PR #2881, opened 2026-08-11
fix(audits): query RUM by hostname for sub-path sites (cwv, internal-links, forms, alt-text)

rpapani:
## What
cwv, broken-internal-links and forms-opportunities passed the resolved audit URL **directly** as the RUM `domain`. For a **sub-path site** the resolved URL carries a path (e.g. `example.com/foo`) which has **no RUM domainkey**, so the domainkey exchange 404s and the audit **fails outright**:
```
Query 'cwv' failed. Opts:{"domain":"example.com/foo",...}
Error during fetching domainkey for domain 'example.com/foo' using admin key. Status: 404
```
(Verified in prod on a sub-path site — both cwv and broken-internal-links errored at the initial step.)

## Fix
- New shared `getRUMDomain(url)` (`src/support/utils.js`) — strips a resolved audit/final URL to its **hostname** (no-op for root/bare-hostname sites).
- Use it for the RUM `domain` in **cwv** (`cwv-audit-result.js`), **broken-internal-links** (`internal-links/rum-detection.js`), and **forms-opportunities** (`forms-opportunities/handler.js`).
- RUM is domain-wide, so results are scoped to the site base path: cwv & internal-links already had `isWithinAuditScope` filters; **forms** now filters `formVitals` via `filterByAuditScope`, and **image-alt-text** scopes its RUM `traffic-acquisition` fallback URLs (its domain was already hostname-only via `getRUMUrl`).

All no-ops for root-domain sites.

## Landing-page widening
The shared subpath filter (`isWithinAuditScope`) used a strict `${basePath}/` boundary, which silently dropped the section's own landing page (`${basePath}.html`) for a sub-path site. The filter now also accepts `${basePath}.html` in both the absolute- and relative-URL branches, while preserving directory-boundary safety (siblings like `/foobar` / `/foo-x` are still dropped).

## Why it complements #2873
The merged CWV per-URL base-path filter (#2873) only runs **after** a successful RUM query. On a sub-path site the query itself 404s first — this PR fixes that earlier failure so the filter can do its job.

## Deferred call sites (found in review)
Not addressed here to avoid a whole-domain leak (each needs both the hostname-strip and a base-path filter together):
- `experimentation-ess/common.js` (`processAudit`) — path-carrying `domain`, no try/catch, would 404 the domainkey exchange for sub-path sites.
- `metatags/handler.js` + `product-metatags/handler.js` `calculateProjectedTraffic` — wwwUrlResolver-sourced RUM `traffic-acquisition` domain; fails soft to zero projected traffic for sub-path sites.

## Tests
- `getRUMDomain` unit tests (hostname strip / root no-op / unparseable fallback).
- cwv, internal-links, and forms: assert the RUM query `domain` is the bare hostname, not the sub-path URL.
- subpath-filter: asserts the `${basePath}.html` landing page is kept while sibling prefixes are still dropped.
- All affected suites green; lint clean.

## Context
Bug 3 of **SITES-49656** (multi-site-per-domain / sub-path onboarding).

## Change Management

```yaml
cm-assessment: v1
changeType: standard
impact: unnoticeable
risk: minor
changeApprovedBy: ["Xinyi Feng", "Julien Ramboz", "Dominique Jäggi"]
```

### DIFF
--- a/src/forms-opportunities/handler.js
+++ b/src/forms-opportunities/handler.js
@@ -39,9 +39,8 @@ export async function formsAuditRunner(auditUrl, context) {
   const { site, log } = context;
   const rumAPIClient = RUMAPIClient.createFrom(context);
   const options = {
-    // RUM is keyed per hostname; a sub-path site's auditUrl carries a path
-    // (e.g. oklahoma.gov/omes) with no domainkey. Query by hostname, then scope
-    // the returned per-URL form vitals to the site's base path.
+    // RUM is keyed per hostname; a sub-path auditUrl (e.g. example.com/foo) has no
+    // domainkey. Query by hostname; form vitals are scoped to the base path below.
     domain: getRUMDomain(auditUrl),
     interval: FORMS_AUDIT_INTERVAL,
     granularity: 'hourly',
--- a/src/forms-opportunities/handler.js
+++ b/src/forms-opportunities/handler.js
@@ -21,7 +21,8 @@ import {
   getUrlsDataForAccessibilityAudit,
   sendMessageToMystiqueForGuidance,
 } from './utils.js';
-import { getScrapedDataForSiteId } from '../support/utils.js';
+import { getScrapedDataForSiteId, getRUMDomain } from '../support/utils.js';
+import { filterByAuditScope } from '../internal-links/subpath-filter.js';
 import createLowConversionOpportunities from './oppty-handlers/low-conversion-handler.js';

════════

*Work order*: Please output an exact copy of the lines above, from the opening line of the data down to the line that contains "## Landing-page widening".

*Answer section*:
PR #2881, opened 2026-08-11
fix(audits): query RUM by hostname for sub-path sites (cwv, internal-links, forms, alt-text)

rpapani:
## What
cwv, broken-internal-links and forms-opportunities passed the resolved audit URL **directly** as the RUM `domain`. For a **sub-path site** the resolved URL carries a path (e.g. `example.com/foo`) which has **no RUM domainkey**, so the domainkey exchange 404s and the audit **fails outright**:
```
Query 'cwv' failed. Opts:{"domain":"example.com/foo",...}
Error during fetching domainkey for domain 'example.com/foo' using admin key. Status: 404
```
(Verified in prod on a sub-path site — both cwv and broken-internal-links errored at the initial step.)

## Fix
- New shared `getRUMDomain(url)` (`src/support/utils.js`) — strips a resolved audit/final URL to its **hostname** (no-op for root/bare-hostname sites).
- Use it for the RUM `domain` in **cwv** (`cwv-audit-result.js`), **broken-internal-links** (`internal-links/rum-detection.js`), and **forms-opportunities** (`forms-opportunities/handler.js`).
- RUM is domain-wide, so results are scoped to the site base path: cwv & internal-links already had `isWithinAuditScope` filters; **forms** now filters `formVitals` via `filterByAuditScope`, and **image-alt-text** scopes its RUM `traffic-acquisition` fallback URLs (its domain was already hostname-only via `getRUMUrl`).

All no-ops for root-domain sites.

## Landing-page widening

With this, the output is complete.